Action item -
Return the complete listing that follows, with each line reproduced exactly.
---
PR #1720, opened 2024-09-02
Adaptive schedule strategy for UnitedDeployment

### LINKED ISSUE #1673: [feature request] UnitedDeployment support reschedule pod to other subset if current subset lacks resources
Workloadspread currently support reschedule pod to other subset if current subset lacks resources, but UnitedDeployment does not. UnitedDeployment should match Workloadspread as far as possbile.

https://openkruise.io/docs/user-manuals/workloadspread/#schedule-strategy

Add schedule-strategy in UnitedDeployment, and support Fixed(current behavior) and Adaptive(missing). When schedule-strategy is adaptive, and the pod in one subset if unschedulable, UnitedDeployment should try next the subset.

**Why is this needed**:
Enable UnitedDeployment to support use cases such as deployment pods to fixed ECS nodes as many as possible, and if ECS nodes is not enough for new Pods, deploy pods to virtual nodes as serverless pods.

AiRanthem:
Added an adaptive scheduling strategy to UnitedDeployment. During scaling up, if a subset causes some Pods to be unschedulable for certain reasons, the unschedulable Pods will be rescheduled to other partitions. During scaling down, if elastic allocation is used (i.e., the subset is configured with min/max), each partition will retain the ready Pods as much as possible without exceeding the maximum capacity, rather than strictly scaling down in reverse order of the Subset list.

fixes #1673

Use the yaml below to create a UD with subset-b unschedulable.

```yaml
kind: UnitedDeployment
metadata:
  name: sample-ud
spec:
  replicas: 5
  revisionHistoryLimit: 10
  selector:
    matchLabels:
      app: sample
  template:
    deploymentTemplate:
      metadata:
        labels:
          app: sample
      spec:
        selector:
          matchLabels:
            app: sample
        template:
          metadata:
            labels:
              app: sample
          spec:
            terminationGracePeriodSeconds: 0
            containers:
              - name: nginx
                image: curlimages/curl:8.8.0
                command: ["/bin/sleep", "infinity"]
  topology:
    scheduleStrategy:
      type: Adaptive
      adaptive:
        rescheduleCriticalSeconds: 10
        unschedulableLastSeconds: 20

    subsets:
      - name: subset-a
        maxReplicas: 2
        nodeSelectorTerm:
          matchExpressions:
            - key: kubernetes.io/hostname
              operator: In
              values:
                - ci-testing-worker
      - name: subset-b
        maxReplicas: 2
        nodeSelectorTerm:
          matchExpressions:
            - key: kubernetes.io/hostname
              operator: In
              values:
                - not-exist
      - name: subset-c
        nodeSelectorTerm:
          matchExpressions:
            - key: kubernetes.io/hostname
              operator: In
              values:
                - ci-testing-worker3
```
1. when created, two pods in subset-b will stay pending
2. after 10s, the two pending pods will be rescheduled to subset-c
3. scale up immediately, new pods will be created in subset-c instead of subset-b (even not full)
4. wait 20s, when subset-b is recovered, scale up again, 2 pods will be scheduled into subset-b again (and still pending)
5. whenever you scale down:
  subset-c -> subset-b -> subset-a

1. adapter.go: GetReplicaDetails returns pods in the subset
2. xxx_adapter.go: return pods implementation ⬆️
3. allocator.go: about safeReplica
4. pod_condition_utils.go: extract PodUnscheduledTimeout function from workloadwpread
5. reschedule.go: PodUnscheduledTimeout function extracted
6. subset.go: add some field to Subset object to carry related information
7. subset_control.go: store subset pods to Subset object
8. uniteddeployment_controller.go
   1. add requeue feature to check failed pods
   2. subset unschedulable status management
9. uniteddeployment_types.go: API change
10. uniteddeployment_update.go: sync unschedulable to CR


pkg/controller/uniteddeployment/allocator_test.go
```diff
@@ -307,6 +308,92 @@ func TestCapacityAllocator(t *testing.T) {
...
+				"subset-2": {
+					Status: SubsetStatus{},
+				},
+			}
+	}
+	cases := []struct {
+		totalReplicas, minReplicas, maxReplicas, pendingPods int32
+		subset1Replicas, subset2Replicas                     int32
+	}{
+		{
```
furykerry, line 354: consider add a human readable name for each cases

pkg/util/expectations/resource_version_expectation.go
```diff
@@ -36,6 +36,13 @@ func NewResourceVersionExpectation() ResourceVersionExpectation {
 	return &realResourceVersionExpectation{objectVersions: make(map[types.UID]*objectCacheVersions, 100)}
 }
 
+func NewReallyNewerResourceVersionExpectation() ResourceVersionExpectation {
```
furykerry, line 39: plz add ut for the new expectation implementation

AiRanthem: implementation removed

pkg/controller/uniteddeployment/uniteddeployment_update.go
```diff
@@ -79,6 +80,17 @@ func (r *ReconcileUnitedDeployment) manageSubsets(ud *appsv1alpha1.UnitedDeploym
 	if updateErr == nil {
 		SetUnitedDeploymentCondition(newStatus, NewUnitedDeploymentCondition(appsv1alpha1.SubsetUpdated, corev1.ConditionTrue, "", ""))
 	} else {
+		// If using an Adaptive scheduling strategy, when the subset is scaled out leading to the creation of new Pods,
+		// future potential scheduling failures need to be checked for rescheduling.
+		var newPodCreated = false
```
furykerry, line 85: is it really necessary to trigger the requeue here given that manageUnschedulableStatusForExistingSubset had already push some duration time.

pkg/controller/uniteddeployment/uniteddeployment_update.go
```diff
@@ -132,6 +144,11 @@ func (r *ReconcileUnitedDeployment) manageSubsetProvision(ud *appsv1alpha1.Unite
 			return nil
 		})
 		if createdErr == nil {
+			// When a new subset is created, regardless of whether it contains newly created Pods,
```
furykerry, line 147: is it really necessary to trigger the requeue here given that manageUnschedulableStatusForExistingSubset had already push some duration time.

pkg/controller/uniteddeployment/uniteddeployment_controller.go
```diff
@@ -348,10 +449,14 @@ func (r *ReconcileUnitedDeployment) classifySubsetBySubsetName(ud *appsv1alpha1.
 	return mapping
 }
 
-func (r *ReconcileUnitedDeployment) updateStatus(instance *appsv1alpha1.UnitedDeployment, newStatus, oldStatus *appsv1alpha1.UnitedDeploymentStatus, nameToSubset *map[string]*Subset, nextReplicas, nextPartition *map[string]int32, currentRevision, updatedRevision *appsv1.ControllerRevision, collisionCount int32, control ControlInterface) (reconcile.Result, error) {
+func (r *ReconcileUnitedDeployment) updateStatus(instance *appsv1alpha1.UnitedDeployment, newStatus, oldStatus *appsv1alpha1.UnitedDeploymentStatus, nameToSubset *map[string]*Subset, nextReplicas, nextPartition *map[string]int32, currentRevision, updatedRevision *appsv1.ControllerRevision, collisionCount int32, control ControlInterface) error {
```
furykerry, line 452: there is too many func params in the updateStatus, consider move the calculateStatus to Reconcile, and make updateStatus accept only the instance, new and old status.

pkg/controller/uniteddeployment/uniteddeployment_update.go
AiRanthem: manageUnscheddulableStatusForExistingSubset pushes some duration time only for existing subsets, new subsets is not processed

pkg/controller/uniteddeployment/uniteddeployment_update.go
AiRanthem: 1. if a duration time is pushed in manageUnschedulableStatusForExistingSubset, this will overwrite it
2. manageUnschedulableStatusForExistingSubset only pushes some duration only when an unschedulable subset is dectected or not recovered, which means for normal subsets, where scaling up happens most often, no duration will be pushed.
---
Solution -
PR #1720, opened 2024-09-02
Adaptive schedule strategy for UnitedDeployment

### LINKED ISSUE #1673: [feature request] UnitedDeployment support reschedule pod to other subset if current subset lacks resources
Workloadspread currently support reschedule pod to other subset if current subset lacks resources, but UnitedDeployment does not. UnitedDeployment should match Workloadspread as far as possbile.

https://openkruise.io/docs/user-manuals/workloadspread/#schedule-strategy

Add schedule-strategy in UnitedDeployment, and support Fixed(current behavior) and Adaptive(missing). When schedule-strategy is adaptive, and the pod in one subset if unschedulable, UnitedDeployment should try next the subset.

**Why is this needed**:
Enable UnitedDeployment to support use cases such as deployment pods to fixed ECS nodes as many as possible, and if ECS nodes is not enough for new Pods, deploy pods to virtual nodes as serverless pods.

AiRanthem:
Added an adaptive scheduling strategy to UnitedDeployment. During scaling up, if a subset causes some Pods to be unschedulable for certain reasons, the unschedulable Pods will be rescheduled to other partitions. During scaling down, if elastic allocation is used (i.e., the subset is configured with min/max), each partition will retain the ready Pods as much as possible without exceeding the maximum capacity, rather than strictly scaling down in reverse order of the Subset list.

fixes #1673

Use the yaml below to create a UD with subset-b unschedulable.

```yaml
kind: UnitedDeployment
metadata:
  name: sample-ud
spec:
  replicas: 5
  revisionHistoryLimit: 10
  selector:
    matchLabels:
      app: sample
  template:
    deploymentTemplate:
      metadata:
        labels:
          app: sample
      spec:
        selector:
          matchLabels:
            app: sample
        template:
          metadata:
            labels:
              app: sample
          spec:
            terminationGracePeriodSeconds: 0
            containers:
              - name: nginx
                image: curlimages/curl:8.8.0
                command: ["/bin/sleep", "infinity"]
  topology:
    scheduleStrategy:
      type: Adaptive
      adaptive:
        rescheduleCriticalSeconds: 10
        unschedulableLastSeconds: 20

    subsets:
      - name: subset-a
        maxReplicas: 2
        nodeSelectorTerm:
          matchExpressions:
            - key: kubernetes.io/hostname
              operator: In
              values:
                - ci-testing-worker
      - name: subset-b
        maxReplicas: 2
        nodeSelectorTerm:
          matchExpressions:
            - key: kubernetes.io/hostname
              operator: In
              values:
                - not-exist
      - name: subset-c
        nodeSelectorTerm:
          matchExpressions:
            - key: kubernetes.io/hostname
              operator: In
              values:
                - ci-testing-worker3
```
1. when created, two pods in subset-b will stay pending
2. after 10s, the two pending pods will be rescheduled to subset-c
3. scale up immediately, new pods will be created in subset-c instead of subset-b (even not full)
4. wait 20s, when subset-b is recovered, scale up again, 2 pods will be scheduled into subset-b again (and still pending)
5. whenever you scale down:
  subset-c -> subset-b -> subset-a

1. adapter.go: GetReplicaDetails returns pods in the subset
2. xxx_adapter.go: return pods implementation ⬆️
3. allocator.go: about safeReplica
4. pod_condition_utils.go: extract PodUnscheduledTimeout function from workloadwpread
5. reschedule.go: PodUnscheduledTimeout function extracted
6. subset.go: add some field to Subset object to carry related information
7. subset_control.go: store subset pods to Subset object
8. uniteddeployment_controller.go
   1. add requeue feature to check failed pods
   2. subset unschedulable status management
9. uniteddeployment_types.go: API change
10. uniteddeployment_update.go: sync unschedulable to CR


pkg/controller/uniteddeployment/allocator_test.go
```diff
@@ -307,6 +308,92 @@ func TestCapacityAllocator(t *testing.T) {
...
+				"subset-2": {
+					Status: SubsetStatus{},
+				},
+			}
+	}
+	cases := []struct {
+		totalReplicas, minReplicas, maxReplicas, pendingPods int32
+		subset1Replicas, subset2Replicas                     int32
+	}{
+		{
```
furykerry, line 354: consider add a human readable name for each cases

pkg/util/expectations/resource_version_expectation.go
```diff
@@ -36,6 +36,13 @@ func NewResourceVersionExpectation() ResourceVersionExpectation {
 	return &realResourceVersionExpectation{objectVersions: make(map[types.UID]*objectCacheVersions, 100)}
 }
 
+func NewReallyNewerResourceVersionExpectation() ResourceVersionExpectation {
```
furykerry, line 39: plz add ut for the new expectation implementation

AiRanthem: implementation removed

pkg/controller/uniteddeployment/uniteddeployment_update.go
```diff
@@ -79,6 +80,17 @@ func (r *ReconcileUnitedDeployment) manageSubsets(ud *appsv1alpha1.UnitedDeploym
 	if updateErr == nil {
 		SetUnitedDeploymentCondition(newStatus, NewUnitedDeploymentCondition(appsv1alpha1.SubsetUpdated, corev1.ConditionTrue, "", ""))
 	} else {
+		// If using an Adaptive scheduling strategy, when the subset is scaled out leading to the creation of new Pods,
+		// future potential scheduling failures need to be checked for rescheduling.
+		var newPodCreated = false
```
furykerry, line 85: is it really necessary to trigger the requeue here given that manageUnschedulableStatusForExistingSubset had already push some duration time.

pkg/controller/uniteddeployment/uniteddeployment_update.go
```diff
@@ -132,6 +144,11 @@ func (r *ReconcileUnitedDeployment) manageSubsetProvision(ud *appsv1alpha1.Unite
 			return nil
 		})
 		if createdErr == nil {
+			// When a new subset is created, regardless of whether it contains newly created Pods,
```
furykerry, line 147: is it really necessary to trigger the requeue here given that manageUnschedulableStatusForExistingSubset had already push some duration time.

pkg/controller/uniteddeployment/uniteddeployment_controller.go
```diff
@@ -348,10 +449,14 @@ func (r *ReconcileUnitedDeployment) classifySubsetBySubsetName(ud *appsv1alpha1.
 	return mapping
 }
 
-func (r *ReconcileUnitedDeployment) updateStatus(instance *appsv1alpha1.UnitedDeployment, newStatus, oldStatus *appsv1alpha1.UnitedDeploymentStatus, nameToSubset *map[string]*Subset, nextReplicas, nextPartition *map[string]int32, currentRevision, updatedRevision *appsv1.ControllerRevision, collisionCount int32, control ControlInterface) (reconcile.Result, error) {
+func (r *ReconcileUnitedDeployment) updateStatus(instance *appsv1alpha1.UnitedDeployment, newStatus, oldStatus *appsv1alpha1.UnitedDeploymentStatus, nameToSubset *map[string]*Subset, nextReplicas, nextPartition *map[string]int32, currentRevision, updatedRevision *appsv1.ControllerRevision, collisionCount int32, control ControlInterface) error {
```
furykerry, line 452: there is too many func params in the updateStatus, consider move the calculateStatus to Reconcile, and make updateStatus accept only the instance, new and old status.

pkg/controller/uniteddeployment/uniteddeployment_update.go
AiRanthem: manageUnscheddulableStatusForExistingSubset pushes some duration time only for existing subsets, new subsets is not processed

pkg/controller/uniteddeployment/uniteddeployment_update.go
AiRanthem: 1. if a duration time is pushed in manageUnschedulableStatusForExistingSubset, this will overwrite it
2. manageUnschedulableStatusForExistingSubset only pushes some duration only when an unschedulable subset is dectected or not recovered, which means for normal subsets, where scaling up happens most often, no duration will be pushed.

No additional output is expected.